## About this task
Pick out each line of the records in which the word "plus" appears.

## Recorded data
»»

PR #424, opened 2026-09-11
feat(service): serve the macOS guest network from a per-run gvproxy instead of the vmnet bridge

chenhunghan:
Refs #380

## The problem

On macOS an lns guest hangs off the Apple `vmnet` bridge
(`VZNATNetworkDeviceAttachment`). The guest gets its address from the host
DHCP server on `bridge100`, behind a shared content-filter flow. When that
lease does not arrive, the guest boots with no address, no route and no DNS,
and every egress rule, connector and approval card downstream of it never
comes into play. The review rounds on #380 kept landing on the same host
surfaces — `bridge100` readiness, a root-readable
`com.apple.vmnet.plist`, remembered leases.

## The design

Serve the guest's link from a per-run userspace network process instead of a
host bridge. This is how Podman machine, vfkit and libkrun already run guests.

- `lns-service` starts one `gvproxy` per run, beside the run's vsock socket in
  `~/.lns/runs/<id>/`.
- `gvproxy` binds a unixgram socket (`--listen-vfkit unixgram://<run-dir>/net.sock`).
- lns binds a second unixgram socket (`net-vm.sock`) in the same directory,
  connects it to gvproxy, and sends the four-byte `VFKT` datagram. gvproxy
  learns from that datagram which address to answer on; it consumes it rather
  than treating it as a frame.
- That socket is handed to Vz as `VZFileHandleNetworkDeviceAttachment`.
- gvproxy answers DHCP, DNS and NAT itself on `192.168.127.0/24`, gateway and
  resolver at `192.168.127.1`.

No `vmnet`, no `bridge100`, no host DHCP server, no shared content-filter flow.

The guest is unchanged. `lns-session-broker` still runs `ip link set eth0 up`
and `udhcpc`, and still writes `/etc/resolv.conf` from the DHCP-supplied
resolver (`crates/lns-session-broker/src/network.rs`). Nothing in the guest
pins a subnet: the only `192.168.*` literals in that crate are test fixtures.
The in-guest supervisor proxy, its transparent redirect and its DNS stub read
the gateway out of DHCP, so they need no change either.

## What changed

**`crates/lns-service/src/vm/netdev.rs` — the netdev abstraction.**
Backend selection, the socket layout in the run dir, the gvproxy argv, binary
lookup, checksum verification, the datagram handshake, and the
spawn → wait-for-socket → attach → reap sequencing. It follows the shape of
`vm/cloud_hypervisor/{launch,orchestrate,process}.rs`, which is how virtiofsd
is already spawned and reaped.

**`crates/lns-service/src/vm/netdev/real.rs` — the macOS composition root.**
Resolves the binary, spawns through `RealSpawner`, and hands back a
`NetDevice` guard. The guard holds the child and the socket, and kills the
backend when it drops. The guard is moved into the task that owns
`vm::boot`, so the backend lives exactly as long as the guest.

**`crates/lns-service/src/vm/vz/ffi.rs`** — `network_attachment` builds
`VZNATNetworkDeviceAttachment` or `VZFileHandleNetworkDeviceAttachment` from
the spec. The random locally administered MAC is kept. The `NSFileHandle` is
built with `closeOnDealloc: false`, because the netdev guard owns the
descriptor and closes it after the VM stops.

**Binary provisioning, with no brew or apt preflight.** In order:

1. `LNS_GVPROXY_BIN` — a wrong value refuses the run rather than falling back.
2. `PATH`.
3. The lns-managed copy at `~/.lns/gvproxy/0.8.9/gvproxy`, downloaded on first
   use from the pinned `gvisor-tap-vsock` v0.8.9 `gvproxy-darwin` asset and
   verified against `c6f7b4bc…40067c` from that release's `sha256sums`. This is
   the `src/kernel.rs` path: the same `download::ensure_pinned`, the same
   atomic install, the same refusal on a sha mismatch. `LNS_GVPROXY_CDN`
   overrides the release base, like `LNS_KERNEL_CDN`.

A missing or unverifiable gvproxy refuses the run before the workload, so
`lns run` exits `125` per `docs/cli-spec.md` §5.

**MTU.** `--mtu 1500`. `VZFileHandleNetworkDeviceAttachment` refuses an MTU
below 1500, and its socket-buffer contract (`SO_RCVBUF` at least twice
`SO_SNDBUF`, four times it for throughput) is met with 1 MiB / 4 MiB — the
same values vfkit and gvproxy use.

**`--ssh-port -1`.** gvproxy defaults to publishing `127.0.0.1:2222` on the
host, forwarded to `192.168.127.2:22`. Two concurrent runs would collide on
that port, and an lns guest runs no sshd. The forward is disabled.

**Rollout switch.** gvproxy is the default on macOS. `LNS_NETDEV=vmnet`
restores the previous `VZNAT` attachment for one release. An unknown value
refuses the run and names both choices.

**Banner and audit.** The launch prints one line —
`Network  gvproxy (192.168.127.0/24)` — and the run's audit chain gets a
`network` event carrying `lns_network_backend` and `lns_network_detail`, so
`lns audit` shows which backend a run used.

**The provisioner guest** (`tools/provisioner/real.rs`) gets the same netdev.
It pulls tools over the network, so it needed a link too.

## Port publishing still works

`spec.ports` / `-p` never used the network device. `crate::forward::establish`
binds the host listener and splices to the guest's `FORWARD_PORT` over the
vsock `GuestTransport` (`forward/real.rs`, `crates/lns-session-broker/src/forward/`).
Changing the netdev does not touch that path, and `lns run -p` keeps working
unchanged. The existing fake-forwarder tests in `forward/mod.rs` still pin it.

## How to verify

Unit tests, all in `crates/lns-service/src/vm/netdev.rs`, all host-runnable on
Linux CI:

- the default backend is gvproxy; `LNS_NETDEV=vmnet` and `LNS_NETDEV=gvproxy`
  select explicitly; an unknown value refuses and names both choices
- the socket layout lands in the run dir beside `vsock.sock`
- the gvproxy argv, exactly
- `LNS_GVPROXY_BIN` wins over `PATH`; a wrong one refuses; `PATH` wins over a
  download; nothing on the host leaves the managed copy to answer
- bytes that are not the pin never land at the managed path (wiremock)
- the `VFKT` handshake reaches a stand-in gvproxy listener, and it arrives
  *from* the VM socket's own path — which is the whole of what gvproxy needs
- a run dir too deep for a 104-byte `sun_path` refuses before anything spawns
- a backend that never listens, and a VM end that cannot attach, are both
  killed and reaped

Manual smoke, on a virt-capable macOS host:
`crates/lns-cli/tests/smoke/gvproxy-netdev.sh`. It boots a real guest and
curls a host through the guest proxy. It skips itself when gvproxy or Vz
cannot run, in the style of the existing `interactive-shell.exp` smoke. **The
master runs it on a macOS 15 host. No CI job runs it**, because no runner in
this repository can start a guest.

The first revision of that script could not pass: it named no definition, so it
read `./lns.yaml` from the workspace root, which does not exist, and a
definition with no egress rule would have raised an approval card for
`example.com` instead of reaching it. `1c3bd407` fixes it. It now writes a
sandbox definition into a temp project, the way `interactive-shell.exp` does:

```yaml
apiVersion: lns.run/v1
kind: sandbox
name: gvproxy-smoke-<pid>
spec:
  image: docker.io/curlimages/curl:8.11.1
  egress:
    http:
      - match: example.com
        verdict: allow
```

and runs it:

```bash
lns run --rm --yes --quiet --name gvproxy-smoke-<pid> \
  --entrypoint /bin/sh -f <project>/lns.yaml -- \
  -c 'curl -sS -o /dev/null -w "%{http_code} %{ssl_verify_result}" https://example.com; echo; cat /etc/resolv.conf'
```

It asserts `200 0` (the status and the TLS verify result, so the guest proxy's
CA is proven too), then `nameserver 192.168.127.1`, then
`lns audit <name>` — scoped to the run, not the whole chain. The image carries
a real `curl`: busybox `wget` over HTTPS fails through the guest proxy on both
backends, so it proves nothing here. `LNS_SMOKE_IMAGE` overrides the image. The
skip conditions are unchanged.

`lns audit` already resolved a run name, as
[cli-spec §2](docs/cli-spec.md) says a `RUN` may be. Its argument help named
only an id and a prefix, so this PR adds that word and the Layer 2 scenario
that pins it.

### Acceptance on macOS 15

The master accepted the branch on a macOS 15 Apple Silicon host —
[the acceptance report](https://github.com/lensapp/lens-sandbox/pull/424#issuecomment-5632359084).
What passed there:

- `alpine:3.20` guest: `eth0` took `192.168.127.3/24` by DHCP, default route
  via `192.168.127.1`, `/etc/resolv.conf` = `nameserver 192.168.127.1`, the
  supervisor's DNS stub on `upstream=192.168.127.1:53`. Banner:
  `✓ network gvproxy (192.168.127.0/24)`. Boot to session ready in about two
  seconds.
- `curlimages/curl:8.11.1` guest: `https://example.com` → `200`,
  `ssl_verify_result 0`; `https://api.anthropic.com/v1/models` → Anthropic's
  own `401 authentication_error`. A fetch of `deb.debian.org`, which the policy
  does not allow, raised an approval card, and answering it let the fetch
  through — the ask flow is intact on the new backend.
- `lns audit` shows `network  guest network served by gvproxy (192.168.127.0/24)`
  per run.
- No `gvproxy` process is left after a `--rm` run.
- Control: the same definition on the installed 0.25.0 (`vmnet`) booted with no
  address at the same minute. That is #380 happening live.

### What I could not run

I could not run a guest, and neither can CI. CI has macOS runners, but a
GitHub-hosted macOS runner cannot start a Virtualization.framework VM, so no
job in this repository boots a guest on macOS. Everything above the Vz call is
covered by the Linux unit tests; the Vz call itself and the live DHCP exchange
need the acceptance run on a real macOS 15 host.

My own sandbox could not compile `lns-service` at all (its GTK/atk system
libraries are not installable there), so every compile and test result for
this branch comes from CI, not from me. As of `457caea9` all required checks
are green: `lint`, `test`, `coverage`, `coverage-as-root`, `shell-tests-macos`,
`audit`, and both `check-release-build` jobs — including the macOS one, which
is what actually compiles the `VZFileHandleNetworkDeviceAttachment` call.

## Relation to #395

#395 is untouched and stays open. I did not rebase onto it, did not reuse its
host-address reservation, and did not reuse its plist observation.

One piece of it stays useful with either backend and is **not** in this PR:
the `ClientFrame::ConfigureNetwork` vsock frame. It removes the DHCP exchange
from every boot. It is not needed here — gvproxy's own DHCP server answers on
a socket that exists before the VM starts, so there is no bridge to wait for —
but landing it later would cut one round trip off each boot.

## Follow-up: a gvproxy orphaned by a dead service

`NetDevice::drop` kills gvproxy, and the child is spawned with
`kill_on_drop(true)`, so every ordinary stop reaps it. If `lns-service` is
killed outright, the run's gvproxy survives with `net.sock` still bound. The
next `lns start` of that run calls `NetLayout::remove_stale`, which unlinks
both sockets, so the run boots — but the old process lingers.

This is the treatment virtiofsd already gets, not a gap this PR opens.
`vm/cloud_hypervisor/process.rs` spawns virtiofsd with the same
`kill_on_drop(true)`, `launch.rs` has the same `remove_stale`, and
`run_registry::rebuild_from_records` registers each record as stopped without
looking for a live child of the dead service. There is no parent-death watch
and no sweep at service start for any child today, so gvproxy joins the
existing treatment exactly.

A sweep at service start belongs to every spawned child at once — virtiofsd,
cloud-hypervisor and gvproxy — and needs a record of each child's pid in the
run dir to be safe against a recycled pid. That is its own change, so it is a
follow-up:

- **Reap the children a killed service leaves behind.** Write each spawned
  child's pid beside its socket in the run dir, and at service start kill the
  ones whose run is not live. Covers virtiofsd and cloud-hypervisor as well as
  gvproxy.

## Follow-up: Linux

Linux is unchanged by this PR. A Linux guest still gets no `--net` device at
all; `cloud_hypervisor_args` passes none. The follow-up is passt over
vhost-user: `passt --vhost-user --socket <path>` binds the socket and
cloud-hypervisor connects to it with
`--net vhost_user=true,socket=<path>,vhost_mode=client,mac=…`. passt needs no
capabilities and no `/dev/net/tun`. It slots behind the same `netdev`
abstraction this PR adds.

## Notes for the reviewer

- `CHANGELOG.md` is generated by release-please from the conventional commit,
  so this PR does not edit it.
- One IGNORES entry is added, for `vm/netdev/real.rs`: it only compiles on
  macOS, and no coverage job runs there. Its reason names what is host-tested
  instead.
- `docs/sandbox-spec.md` and `docs/cli-spec.md` are not edited. Nothing here
  changes a settled decision: the document format is untouched, and exit code
  `125` is what §5 already says a pre-workload refusal costs.
- Auto-merge is deliberately not armed. The master merges after acceptance.


chenhunghan (commented):
Review from the master, read against `ead1676`, plus two checks run on a macOS 15 host.

**Verified**
- gvproxy v0.8.9 `gvproxy-darwin` sha256 `c6f7b4bc…40067c` matches the release's `sha256sums`.
- The exact argv from `gvproxy_args` (`--mtu 1500 --ssh-port -1 --listen-vfkit unixgram://… --log-file …`, no `--listen`) starts gvproxy on this host: it logs `waiting for clients...`, binds `net.sock`, stays alive. No control listener is needed.
- The `VFKT` datagram is a real gvproxy contract: `pkg/transport/unixgram_unix.go` peeks the first datagram, records the peer address, and consumes it when it equals `VFKT` ("If it's the old vfkit handshake, consume it").
- The netdev guard is moved into the task that owns `vm::boot` in both the run orchestrator and the tool provisioner, so gvproxy lives exactly as long as the guest. `lns start` reuses the run dir and `remove_stale` clears both sockets first. The Linux launch path only gains the `net: Nat` field.
- Port publishing is unaffected: `forward::establish` splices over the vsock transport, as the PR body says.

**Defect: `crates/lns-cli/tests/smoke/gvproxy-netdev.sh` cannot pass as written.**
`"$LNS" run --rm --name "$RUN_NAME" -- sh -c '…'` names no definition, so it runs `./lns.yaml` from the workspace root, and the repository has none; `lns run` refuses before booting. Even with one, a definition with no egress rule raises an approval card for `example.com`, which times out after 60 s into a plain network error, so the `curl` fails for a reason unrelated to the backend. `interactive-shell.exp` (line 40) shows the pattern: write a definition into a temp project first. The fix is a temp dir with an `lns.yaml` whose `egress.http` allows `example.com`, `lns run --rm --name … -f <that file> -- sh -c …`, and a `curl` that also proves the resolver: `getent`/`nslookup` do not work in the guest (raw UDP DNS is gated), so keep the `cat /etc/resolv.conf` check and let `curl` be the DNS proof. Please also make `lns audit "$RUN_NAME"` scope to the run rather than reading the whole chain.

**Question, no change required unless cheap:** `NetDevice::drop` sends `start_kill` to gvproxy, so a normal stop reaps it. If `lns-service` itself dies, the per-run gvproxy children are orphaned with their `net.sock` still bound; the next `lns start` of that run removes the stale socket, but the old process lingers. Is there an existing pattern for virtiofsd orphans (a prctl/`kqueue` parent-death watch, or a sweep at service start) that gvproxy should join? If not, a follow-up issue is fine.

**Acceptance** on this host happens once the coverage jobs are green and the smoke test is fixed: build the branch, run the second `lns-service` on its own `LNS_HOME`/`LNS_SOCKET_PATH`, boot a guest with an egress rule, `curl` through the guest proxy, read `lns audit`, and run one mahler dispatch that talks to `api.anthropic.com`. Leave the PR open after your fixes; the master merges after acceptance.

chenhunghan:
**Acceptance on macOS 15 (Apple Silicon), branch at `ead1676` + test commits, built with `cargo build --release -p lns-cli -p lns-service` and signed with `crates/lns-cli/scripts/codesign-macos.sh`, run as a second `lns-service` on its own `LNS_HOME`/`LNS_SOCKET_PATH`, `LNS_GVPROXY_BIN` pointing at the verified v0.8.9 binary.**

Passed:
- `alpine:3.20` guest, definition allowing `example.com`: `eth0` got `192.168.127.3/24` by DHCP, default route via `192.168.127.1`, `/etc/resolv.conf` = `nameserver 192.168.127.1`; the supervisor's DNS stub reports `upstream=192.168.127.1:53`. Launch banner: `✓ network gvproxy (192.168.127.0/24)`. Boot to session ready in about two seconds.
- `curlimages/curl:8.11.1` guest: `curl https://example.com` → `200`, `ssl_verify_result 0` through the guest proxy's CA; `curl https://api.anthropic.com/v1/models` → Anthropic's own `401 {"type":"error","error":{"type":"authentication_error",…}}`, so TLS interception and egress to a model provider work; a fetch of `deb.debian.org`, absent from the policy, raised an approval card in the tray, and the answer let it through: the ask flow is intact on the new backend.
- `lns audit` shows `network  guest network served by gvproxy (192.168.127.0/24)` for each run.
- No `gvproxy` process left after each `--rm` run (`pgrep` finds none).
- Control: the same definition on the installed 0.25.0 (`vmnet`) at the same minute booted with **no address** (`inet` line absent, fallback resolvers `1.1.1.1`/`8.8.8.8`, `http://example.com` → `502` from the guest proxy). That is #380 happening live; the gvproxy guest beside it came up cleanly.

Noted, not this PR's fault: busybox `wget` over HTTPS through the guest proxy fails with `error getting response` on both backends; use `curl` in the smoke test.

Still needed before merge: the smoke test fix from the review above (it runs with no definition and no egress rule). After that this PR is accepted from my side.

chenhunghan:
Smoke test at `1c3bd40` run on the macOS 15 host against the branch build (second service, `LNS_GVPROXY_BIN` set): `[pass] the guest reached example.com over TLS through the guest proxy`, `[pass] the guest resolver is the gvproxy gateway`, `[pass] the chain names gvproxy for this run`, `[ok]`. No gvproxy process left afterwards. Accepted from my side; merging once this round's CI is green and the PR body carries the acceptance.

chenhunghan:
## Review: does this do what vfkit/krunkit and podman machine do?

**The wiring: yes, exactly.** I compared `crates/lns-service/src/vm/netdev.rs` and `vz/ffi.rs` against vfkit's `pkg/vf/virtionet.go`, krunkit's `virtio-net,unixSocketPath=…` device and podman's `pkg/machine/apple/apple.go`:

- gvproxy is started with `--listen-vfkit unixgram://<sock>` and the VM end is a bound unixgram socket connected to it, with the `VFKT` magic sent first so gvproxy learns the peer address — the same handshake vfkit does and krunkit calls `vfkitMagic`.
- `SO_SNDBUF` 1 MiB and `SO_RCVBUF` 4 MiB are the values vfkit sets; `--mtu 1500` matches gvproxy's default and the Vz minimum.
- The fd goes into `VZFileHandleNetworkDeviceAttachment` via an `NSFileHandle` that does not close on dealloc, with the netdev guard owning the lifetime; libkrun documents the same fd-ownership contract for its `unixgram_fd` device.
- podman waits for the socket with a bounded backoff and kills gvproxy through its pid file; here the child is held by the guard and killed on drop, which is equivalent for a per-run process (the orphan-on-service-kill follow-up stands).

Two things are **not** what podman does, and both need a change before gvproxy becomes the default.

### 1. Blocker: a host with podman installed cannot boot any guest

`located_gvproxy` prefers any `gvproxy` on `PATH` over the pinned copy. podman 4.9 ships `/opt/podman/bin/gvproxy` (build `012bc90`, Jan 2024), which rejects the `--ssh-port -1` this PR passes:

```
$ /opt/podman/bin/gvproxy --mtu 1500 --ssh-port -1 --listen-vfkit unixgram://…/net.sock --log-file …/net.log
level=error msg="ssh-port value must be between 1024 and 65535"
```

Every run then fails after 10 s with `gvproxy did not expose its vfkit socket`, and the run dir holds no `net.log` to say why (reproduced twice on this host; the pinned v0.8.9 accepts `-1`). Fix: use the lns-managed pinned binary unless `LNS_GVPROXY_BIN` is set explicitly — a `PATH` hit is podman's build far more often than a compatible one — and when gvproxy exits before the socket appears, include its exit status and the tail of `net.log` in the error. The installer's "Using the gvproxy already on this host" branch has the same problem.

### 2. The gvproxy topology podman wants is one a sandbox must not have

podman's VM is trusted, so gvproxy deliberately gives the guest two things (`cmd/gvproxy/config.go` and `main.go` in v0.8.9, not switchable by flag):

- an HTTP control API on the gateway, `192.168.127.1:80`, with `/services/forwarder/expose`, which binds a **host** TCP port and forwards it into the guest;
- a NAT entry `192.168.127.254 → 127.0.0.1`, so the guest reaches services bound to the host's loopback.

Neither existed on the vmnet bridge, and the guest cage does not stop them. Verified on this PR build (curl image, egress `example.com` and `api.anthropic.com` only):

```
$ curl http://192.168.127.1/services/forwarder/all          → 200 []
$ curl http://192.168.127.254:47123/                        → 200 HOST-LOOPBACK-SERVICE   (a python server bound to 127.0.0.1 on the host)
$ curl -X POST http://192.168.127.1/services/forwarder/expose -d '{"local":"127.0.0.1:47124","remote":"192.168.127.3:8000"}' → 200
host$ curl http://127.0.0.1:47124/                          → FROM-GUEST!   (lsof: gvproxy LISTEN 127.0.0.1:47124)
```

`lns audit` recorded each as `GET 192.168.127.1:80 — allowed always` plus an `allow-always … needs your decision` card, i.e. the request went through before the person answered. With a `match: "*"` policy, the common shape for agent sandboxes, there is no card at all. So with this PR as-is, any sandbox can open ports on the host and talk to anything listening on the host's loopback.

Suggested fix, in order of preference:
- Deny the guest's own subnet as an egress destination in the cage, the same way the proxy already floors loopback and link-local (`proxy.rs` "CONNECT to loopback/link-local/unspecified denied" in lens-sandbox-core), letting only DHCP and the resolver path reach `192.168.127.1`. That closes both the forwarder API and the `.254` NAT, whatever the egress rules say.
- Independently, start gvproxy from a `--config` file whose `nat` maps the virtual IP somewhere unroutable, so the loopback bridge is gone even if the cage is off (a non-root supervisor already means no cage).

Everything else in the earlier acceptance still holds: DHCP lease, resolver, TLS egress, cards for unlisted hosts, no orphan gvproxy after a clean stop.

chenhunghan:
Independent confirmation from the parity harness (PR #428, case `loopback-witness`): a guest on this branch's gvproxy backend reached a listener on the host's 127.0.0.1 through the `.254` NAT (one accept recorded), where the netstack of PR #426 and the vmnet bridge record zero. This PR stays a held fallback.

««

## Exercise output
Review from the master, read against `ead1676`, plus two checks run on a macOS 15 host.
`lns audit` recorded each as `GET 192.168.127.1:80 — allowed always` plus an `allow-always … needs your decision` card, i.e. the request went through before the person answered. With a `match: "*"` policy, the common shape for agent sandboxes, there is no card at all. So with this PR as-is, any sandbox can open ports on the host and talk to anything listening on the host's loopback.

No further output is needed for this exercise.